En valeur, l’industrie européenne ne cesse de croître, faiblement mais fréquemment. L’Union européenne est donc aujourd’hui la second puissance industrielle du monde. Le continent peut s’appuyer sur de nombreuses entreprises d’envergure, notamment dans les domaines de la chimie/pharmacie et de l’agroalimentaire en France ou de l’automobile, de la chimie et de la construction mécanique en Allemagne. Volkswagen, Daimler, Siemens, Bayer ou bien encore ThyssenKrupp sont des références mondiales. L’Italie est quant à elle marquée par une prédominance du textile, de l’agroalimentaire et de la mécanique, tandis qu’en Pologne, l’extraction minière, la sidérurgie et la chimie sont les branches les plus importantes.

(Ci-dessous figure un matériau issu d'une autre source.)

PR #231, opened 2024-07-04
Storage: Move misplaced tests

hamistao:
Moves tests away from `storage-vm`. Volume related tests were moved to `storage-volumes-vm` and pool agnostic tests to `storage-disks-vm`.
Also switches `grep -x` to `=` on `storage-vm` and removes some leftover references to `sdb.`


simondeziel:
Something's wrong with this PR as it wants to include way more commits than it should.

hamistao:
@simondeziel It was a mistake on my end, fixed.

tests/storage-vm
```diff
@@ -457,7 +322,7 @@ for poolDriver in $poolDriverList; do
 
                 echo "==> Checking VM config disk filesystem is not XFS"
                 serverPID="$(lxc query /1.0 | jq .environment.server_pid)"
-                nsenter -m -t "${serverPID}" findmnt --noheadings --output=FSTYPE --mountpoint /var/snap/lxd/common/lxd/devices/v1/config.mount | grep -xF ext4
+                [ "$(nsenter -m -t "${serverPID}" findmnt --noheadings --output=FSTYPE --mountpoint /var/snap/lxd/common/lxd/devices/v1/config.mount)" = ext4 ]
```
simondeziel, line 325: As a matter of style, please quote the right hand side of the comparison as well. Please also do so for all new occurrences, thanks!

tests/storage-volumes-vm
```diff
@@ -69,6 +69,18 @@ do
...
+	lxc start v1
+	waitInstanceReady v1
+	lxc storage volume attach "${poolName}" vol1 v1
+	sleep 3
+	BLOCK_SPECIAL_FILE="$(lxc exec v1 -- readlink -f /dev/disk/by-id/scsi-0QEMU_QEMU_HARDDISK_lxd_vol1)"
+	lxc exec v1 -- test -b "$BLOCK_SPECIAL_FILE"
+	lxc storage volume detach "${poolName}" vol1 v1
+	sleep 3
+	! lxc exec v1 -- stat "$BLOCK_SPECIAL_FILE" || false
+	! lxc exec v1 -- stat /dev/disk/by-id/scsi-0QEMU_QEMU_HARDDISK_lxd_vol1 || false
```
simondeziel, line 82: I'd prefer `s/stat/test -e/` as it more directly convey the intention.

tests/storage-disks-vm
```diff
@@ -170,6 +170,96 @@ if [ "${DEVICE_HOTPLUG}" = "1" ]; then
...
+lxc exec v2 -- test -b /dev/disk/by-id/scsi-0QEMU_QEMU_HARDDISK_lxd_block1rw
+
+# Check the rw driver accepts writes and the ro does not.
+! lxc exec v2 -- dd if=/dev/urandom of=/dev/disk/by-id/scsi-0QEMU_QEMU_HARDDISK_lxd_block1ro bs=512 count=2 || false
+lxc exec v2 -- dd if=/dev/urandom of=/dev/disk/by-id/scsi-0QEMU_QEMU_HARDDISK_lxd_block1rw bs=512 count=2
+
+echo "==> Checking disk device hotplug support"
+lxc config device add v2 block1 disk source="${testRoot}/allowed1/lxd-block-test" readonly=true
+# shellcheck disable=SC2016
+lxc exec v2 -- sh -c 'for i in $(seq 10); do test -e /sys/block/sdb/ro && break; echo "Waiting for sys file to appear (${i}s)"; sleep 1; done'
```
simondeziel, line 241: Ah, another `sdb` showing up here and a few lines below. Would you mind deriving it from the destination of `/dev/disk/by-id/scsi-0QEMU_QEMU_HARDDISK_lxd_block1`.

Something like `DISK_DEV="$(basename "$(readlink -f /dev/disk/by-id/scsi-0QEMU_QEMU_HARDDISK_lxd_block1)")"`

tests/storage-disks-vm
```diff
@@ -170,6 +170,96 @@ if [ "${DEVICE_HOTPLUG}" = "1" ]; then
...
+# Hot plug cloud-init:config ISO.
+lxc config device add v2 cloudinit disk source=cloud-init:config
+sleep 3
+BLOCK_SPECIAL_FILE="$(readlink -f /dev/disk/by-id/scsi-0QEMU_QEMU_CD-ROM_lxd_cloudinit)"
+lxc exec v2 -- test -b "${BLOCK_SPECIAL_FILE}"
+lxc exec v2 -- mount -t iso9660 -o ro /dev/disk/by-id/scsi-0QEMU_QEMU_CD-ROM_lxd_cloudinit /mnt
+lxc exec v2 -- umount /dev/disk/by-id/scsi-0QEMU_QEMU_CD-ROM_lxd_cloudinit
+lxc config device remove v2 cloudinit
+! lxc exec v2 -- stat "${BLOCK_SPECIAL_FILE}" || false
+! lxc exec v2 -- stat /dev/disk/by-id/scsi-0QEMU_QEMU_CD-ROM_lxd_cloudinit || false
```
simondeziel, line 260: Same comment here: `s/stat/test -e/`
Thanks.

tests/storage-disks-vm
```diff
@@ -170,6 +170,96 @@ if [ "${DEVICE_HOTPLUG}" = "1" ]; then
...
+[ "$(lxc exec v2 -- mount | grep -cF '/srv/ro type')" = "1" ]
+
+# RW disks should use virtio-fs when used with the snap.
+lxc exec v2 -- mount | grep 'lxd_dir1rw on /srv/rw type virtiofs (rw,relatime)'
+
+# RO disks should use virtio-fs when used with the snap but be mounted readonly.
+lxc exec v2 -- mount | grep 'lxd_dir1ro on /srv/ro type virtiofs (ro,relatime)'
+
+# Check UID/GID are correct.
+[ "$(lxc exec v2 -- stat -c '%u:%g' /srv/rw)" = '0:0' ]
```
hamistao, line 202: @simondeziel The tests are failing here because the user and group come out as 65534 (nobody) and not 0 (root). I am unsure how to handle this since changing the device source directory would break the tests due to profile restrictions and neither creating the directory with `sudo` nor changing the tests to expect `65534:65534` seem like appropriate solutions.

tests/storage-disks-vm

Des chiffres et des faits. C’est sans doute la première fois que toute une filière industrielle se retrouve solidaire pour prévenir d’un avis de tempête. L’initiative en revient à Luc Chatel, le sobre président de la Plateforme auto, une organisation qui rassemble la totalité de tous les commerciales qui concourent à la filière automobile, en dehors des structures syndicales. C’est déjà, lui, Luc Chatel, qui avait eu l’idée en 2008, alors qu’il était ministre de l’Industrie, de rassembler des Etats généraux de la mécanique. d’antant, il n’avait pas le choix. Le territoire était en train de s’effondrer sous les coups et contre coups de la crise financière . Année dramatiques qui a failli mettre à plat tout le territoire. avant, il a fallu que l’État béquille l’ensemble des sociétés et oblige les actionnaires de chaque entité à prendre eux aussi leur responsabilité, ce que la plupart ont fait sur la base de stratégies de redressement nouveau. d’antant, même les syndicats ont accepté de signer des accords de compétitivité.